MATERIALS PROVIDED:
PR #355, opened 2025-12-24
enhance: move multipart-upload-size to filesystem config.

jiaqizho:
In the parquet writer, there has always been the practice of forcibly casting `arrow::fs::FileSystem` to the `class MultiPartUploadS3FS` and then calling methods not provided by `arrow::fs::FileSystem`. This breaks the encapsulation of the Arrow file system.

The current commit removes the forced cast of file system and allows users to decide the multipart upload size when creating the `arrow::fs::FileSystem`.

## Summary: Move Multipart Upload Size to Filesystem Configuration

**Core Invariant:** Multipart upload size must be known at filesystem creation time, not deferred to writer instantiation, to maintain proper Arrow filesystem abstraction boundaries.

**What Was Removed & Why:**
The PR eliminates the writer-time `StorageConfig` parameter and forced downcasting pattern that violated Arrow's filesystem encapsulation:
- Removed `struct StorageConfig` from public API—writers previously accepted this parameter, then performed an unsafe `static_cast<MultiPartUploadS3FS*>` on the generic `arrow::fs::FileSystem` to call `OpenOutputStreamWithUploadSize()` (a non-standard method not in Arrow's API).
- Removed public `OpenOutputStreamWithUploadSize()` overloads from the filesystem interface—these methods are now protected and used only internally.
- Simplified all writer signatures: `ParquetFileWriter::Make()` and `PackedRecordBatchWriter::Make()` no longer accept `storage_config` as a parameter.

**Why No Behavior Regression:**
The upload size is still fully configurable and defaults to the same value (10 MB):
1. **Configuration path preserved:** `ArrowFileSystemConfig::multi_part_upload_size` and `S3Options::multi_part_upload_size` are populated from `PROPERTY_WRITER_MULTI_PART_UPLOAD_SIZE` at filesystem creation time (verified in `fs.cpp` and `s3_fs.cpp`).
2. **Default unchanged:** `DEFAULT_MULTIPART_UPLOAD_PART_SIZE = 10 * 1024 * 1024` remains identical to the prior hardcoded default.
3. **Functionality preserved:** `MultiPartUploadS3FS::OpenOutputStream()` now retrieves upload size directly from `impl_->options().multi_part_upload_size` instead of expecting it as a runtime parameter.

**Concrete Fix:** Users now configure multipart behavior at S3 filesystem instantiation (via properties) rather than passing it through every writer, removing the need for unsafe downcasts and keeping writers filesystem-agnostic.

### DIFF
--- a/cpp/include/milvus-storage/common/config.h
+++ b/cpp/include/milvus-storage/common/config.h
@@ -27,9 +27,8 @@ static constexpr int64_t DEFAULT_READ_BATCH_SIZE = 1024;
 static constexpr int64_t DEFAULT_READ_BUFFER_SIZE = 16 * 1024 * 1024;   // 16 MB
 static constexpr int64_t DEFAULT_WRITE_BUFFER_SIZE = 16 * 1024 * 1024;  // 16 MB
 
-struct StorageConfig {
-  int64_t part_size = 0;
-};
+// Default part size for multi-part upload
+#define DEFAULT_MULTIPART_UPLOAD_PART_SIZE (10 * 1024 * 1024)  // 10 MB
 
 #define LOON_FORMAT_PARQUET "parquet"
 #define LOON_FORMAT_VORTEX "vortex"
--- a/cpp/src/properties.cpp
+++ b/cpp/src/properties.cpp
@@ -446,11 +446,15 @@ static std::unordered_map<std::string, PropertyInfo> property_infos = {
                       "The buffer size(Bytes) used in the writer.",
                       32 * 1024 * 1024,  // 32MB
                       ValidatePropertyType()),
-    REGISTER_PROPERTY(PROPERTY_WRITER_MULTI_PART_UPLOAD_SIZE,
-                      PropertyType::INT32,
-                      "The multi-part upload size(Bytes) used in the writer.",
-                      10 * 1024 * 1024,  // 10MB
-                      ValidatePropertyType()),
+    REGISTER_PROPERTY(
+        PROPERTY_WRITER_MULTI_PART_UPLOAD_SIZE,
+        PropertyType::UINT64,
+        "The multi-part upload size(Bytes) used in the writer.",
+        uint64_t(DEFAULT_MULTIPART_UPLOAD_PART_SIZE),  // 10 MB
+        // According to https://docs.aws.amazon.com/AmazonS3/latest/userguide/qfacts.html
+        // the part numbers can be 5MB ~ 5GB
+        // R2 limit is 10MB ~ 5GB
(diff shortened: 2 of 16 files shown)


cpp/src/properties.cpp
```diff
@@ -447,10 +447,11 @@ static std::unordered_map<std::string, PropertyInfo> property_infos = {
...
                       ValidatePropertyType()),
     REGISTER_PROPERTY(PROPERTY_WRITER_MULTI_PART_UPLOAD_SIZE,
-                      PropertyType::INT32,
+                      PropertyType::UINT32,
                       "The multi-part upload size(Bytes) used in the writer.",
-                      10 * 1024 * 1024,  // 10MB
-                      ValidatePropertyType()),
+                      uint32_t(DEFAULT_MULTIPART_UPLOAD_PART_SIZE),  // 10MB
+                      ValidatePropertyType() + ValidatePropertyRange<uint32_t>(1024,
+                                                                               1024 * 1024 * 1024)),  // 1kb ~ 1GB
```
shaoting-huang: https://docs.aws.amazon.com/AmazonS3/latest/userguide/qfacts.html, change to 5mb - 5GB?

cpp/include/milvus-storage/common/config.h
```diff
@@ -27,9 +27,8 @@ static constexpr int64_t DEFAULT_READ_BATCH_SIZE = 1024;
 static constexpr int64_t DEFAULT_READ_BUFFER_SIZE = 16 * 1024 * 1024;   // 16 MB
 static constexpr int64_t DEFAULT_WRITE_BUFFER_SIZE = 16 * 1024 * 1024;  // 16 MB
 
-struct StorageConfig {
-  int64_t part_size = 0;
-};
+// Default part size for multi-part upload
```
shaoting-huang: TODO: We should also change from Milvus side once we remove storage config

cpp/test/s3_client_metrics_test.cpp
```diff
@@ -80,11 +87,11 @@ TEST_F(S3ClientMetricsTest, TestMetricsAfterFileOperations) {
   std::string test_file_name = GenerateTestFileName();
 
   // Create some test data (large enough to trigger multipart upload)
-  std::string test_data(6 * 1024 * 1024, 'A');  // 6MB of data
+  std::string test_data(11 * 1024 * 1024, 'A');  // 11MB of data
```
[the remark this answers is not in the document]
jiaqizho: Old test use the dynamic cast and call the function `OpenOutputStreamWithUploadSize`, which set the multipart upload size to 5mb.

cpp/src/properties.cpp
jiaqizho: ack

ASSIGNMENT:
What is asked for is an exact copy of the lines above from the one containing "The current commit" through the one containing "The PR eliminates", and only those.

RESULT OF THIS EXERCISE:
The current commit removes the forced cast of file system and allows users to decide the multipart upload size when creating the `arrow::fs::FileSystem`.

## Summary: Move Multipart Upload Size to Filesystem Configuration

**Core Invariant:** Multipart upload size must be known at filesystem creation time, not deferred to writer instantiation, to maintain proper Arrow filesystem abstraction boundaries.

**What Was Removed & Why:**
The PR eliminates the writer-time `StorageConfig` parameter and forced downcasting pattern that violated Arrow's filesystem encapsulation:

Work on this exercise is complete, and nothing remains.